# Potenciometro 6 pines



## Imk (Nov 17, 2010)

Bueno antes que nada muchas gracias por ayudarme en otros posts, seré breve y me disculpo porque no se aprecia bien la foto (la verdad no se si sirva de algo).

Este potenciometro lo saque de un equipo de música bastante viejito, de esos plateados para casettes y ando por hacer un emisor infrarrojo (con la ayuda que obtuve en este foro!), así que le saque una resistencia variable al cacharro ese, pero tiene seis patas y no tengo ni la menor idea de como se enchufan, son dos filas de tres.



No les doy las características ni el modelo porque el aparatito no dice nada, y teniendo tantas patas no se como medirlas.

Muchas gracias!


----------



## krit (Nov 17, 2010)

Seguramente seran dos potenciometros unidos por el mismo eje. Se suelen usan en aparatos estereo, uno para cada canal de volumen.


----------



## abndol (Nov 17, 2010)

Es un potenciómetro doble o stéreo, puedes utilizar la fila de adelante o la de atrás.



Saludos


----------



## Imk (Nov 17, 2010)

Uh que bueno muchas gracias!
Al fin le encontré que dice algo que tenía tapado: 105F - T100kAx2

No se que significa, tal vez el x2 simbolice lo que me dijiste. supongo que tenés razón, como la señal es estereo serían necesarios dos potenciometros o mejor aún uno doble. solucionado gracias en pila!


----------



## DJ DRACO (Nov 17, 2010)

100K - 100Kohms la resistividad que tiene como máximo entre los extremos de cada linea
A - que es logaritmico....ya sabras que significa
x2 - porque tiene 2 lineas, 2 potenciometros


----------



## Imk (Nov 17, 2010)

Si es logarítmico (aunque no pienso construir la gráfica para asegurarme) Casi cien llega a 90k, por si querías adivinar(salvo que esté midiendo algo mal).
Y yo que pensaba que lo potenciometros de volúmen eran lineales...

Agradezco mucho un placer andar en este foro!


----------



## moises95 (Jun 17, 2011)

Tengo varios potenciometros de volumen de 6 pines pero no tengo ni idea de para que sirve cada pin . 

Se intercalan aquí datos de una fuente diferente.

PR #1089, opened 2019-06-13
Do a smart comparison of actual and desired primary_conninfo

CyberDem0n:
On every replica Patroni periodically opens the recovery.conf file and checks that it contains the correct primary_conninfo.
So far the correctness check was pretty dumb, it was basically doing a full match of strings. That could lead to the restart of the replica when Patroni is "joining" already running postgres process.
Instead of using string comparison we parse the actual primary_conninfo value from the file and check that all parameters are matching with the desired value.

In addition to that we stop reading and parsing recovery.conf of every iteration if the modification time didn't change.

### DIFF
--- a/patroni/postgresql/config.py
+++ b/patroni/postgresql/config.py
@@ -6,17 +6,147 @@ import socket
 import stat
 
 from requests.structures import CaseInsensitiveDict
+from six.moves.urllib_parse import urlparse, parse_qsl, unquote
 
 from ..utils import compare_values, parse_bool, parse_int, split_host_port
 
 logger = logging.getLogger(__name__)
 
 SYNC_STANDBY_NAME_RE = re.compile(r'^[A-Za-z_][A-Za-z_0-9\$]*$')
+PARAMETER_RE = re.compile(r'([a-z_]+)\s*=\s*')
 
 
 def quote_ident(value):
     """Very simplified version of quote_ident"""
     return value if SYNC_STANDBY_NAME_RE.match(value) else '"' + value + '"'
+
+
+def conninfo_uri_parse(dsn):
+    ret = {}
+    r = urlparse(dsn)
+    if r.username:
+        ret['user'] = r.username
+    if r.password:
+        ret['password'] = r.password
+    if r.path[1:]:
+        ret['dbname'] = r.path[1:]
+    hosts = []
+    ports = []
+    for netloc in r.netloc.split('@')[-1].split(','):
+        host = port = None
+        if '[' in netloc and ']' in netloc:
+            host = netloc.split(']')[0][1:]
+        tmp = netloc.split(':', 1)
+        if host is None:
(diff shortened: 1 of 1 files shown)


sdudoladov:
parts of my review for #1068 apply here

patroni/postgresql/config.py
```diff
@@ -186,30 +317,82 @@ def replace_pg_ident(self):
...
+            return None
+        keywords = 'user password host port sslmode application_name krbsrvname'.split()
         return ' '.join('{0}={{{0}}}'.format(kw) for kw in keywords if r.get(kw)).format(**r)
 
     def recovery_conf_exists(self):
         return os.path.exists(self._recovery_conf)
 
-    def check_recovery_conf(self, member):
+    def _read_primary_conninfo(self):
         # TODO: recovery.conf could be stale, would be nice to detect that.
```
sdudoladov: The PR resolves this TODO, does't it ?

patroni/postgresql/config.py
```diff
@@ -186,30 +317,82 @@ def replace_pg_ident(self):
...
+            # - '' (not in config)
+            # - or the actual dsn value
+            self._primary_conninfo = primary_conninfo
+            if primary_conninfo:
+                # We will cache parsed value until the next config change.
+                self._primary_conninfo = parse_dsn(primary_conninfo)
+                # If we failed to parse non-empty connection string this indicates that config if broken.
+                if not self._primary_conninfo:
+                    return False
+                if self._primary_conninfo:
```
sdudoladov: what does successful parsing have to do with setting the default value ?

patroni/postgresql/config.py
```diff
@@ -6,19 +6,148 @@
...
+        i += end + int(is_quoted)
+        ret[param] = value
+    return ret
+
+
+def parse_dsn(value):
+    """
+    Very simple equivalent of `psycopg2.extensions.parse_dsn` introduced in 2.7.0.
+    We are not using psycopg2 function in order to remain compatible with 2.5.4+.
+    >>> r = parse_dsn('postgresql://u%2Fse:pass@:%2f123,[%2Fhost2]/db%2Fsdf?application_name=mya%2Fpp&ssl=true')
```
sdudoladov: are the examples here are picked up by `doctest`   ?

patroni/postgresql/config.py
CyberDem0n: Nope, one can overwrite the recovery.conf and don't restart postgres. There is no way to check the actual value of primary_conninfo before pg12.

patroni/postgresql/config.py
CyberDem0n: These are not examples but actual doctests

sdudoladov:
:+1:

CyberDem0n:
:+1:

¿Como se conecta cada pin de un potenciometro de 6 pines?


----------



## matiasdanielruiz (Jun 17, 2011)

es un potenciometro doble... controlas con un potenciometro dos salidas

por ejemplo: para una fuente conmutada enves de usar dos potenciometros usas uno doble..


----------



## Mastodonte Man (Jun 17, 2011)

Pues te lo resumo:
El pootenciometro es como una resistencia que se varia su valor mientras giras la perilla.
Si quieres ajustar el valor de la resistencia por ejemplo del audio, pues un potenciometro de 3 pines, es como una resistencia.
Entonces un potenciometro de 6 pines son 2 resistencias, estos de 6 pines se usan mas en el audio, porque como en el audio es SEÑAL IZQUIERDA Y SEÑAL DERECHA pues se conecta cada canal a cada resistencia y al girar a la izqu. se pone el valor max. de resistencia y no pasa audio, si lo giras se va disminuyendo su valor y va pasando el audio mas y mas hasta que el potenciometro no tiene resistencia y el auido pasa a toda leche
SALUDOS!!!


----------



## moises95 (Jun 18, 2011)

Ah, ahora entiendo como funciona. Pero necesito ahora saber de esos 3 pines la funcion de cada. Por ejemplo pin 1 coloco la entrada de el audio pin 2 el ground y el pin 3 la salida regulada. Es un ejemplo  no se si es correcto lo que he puesto, por eso nececiso saber que conectar en cada pin.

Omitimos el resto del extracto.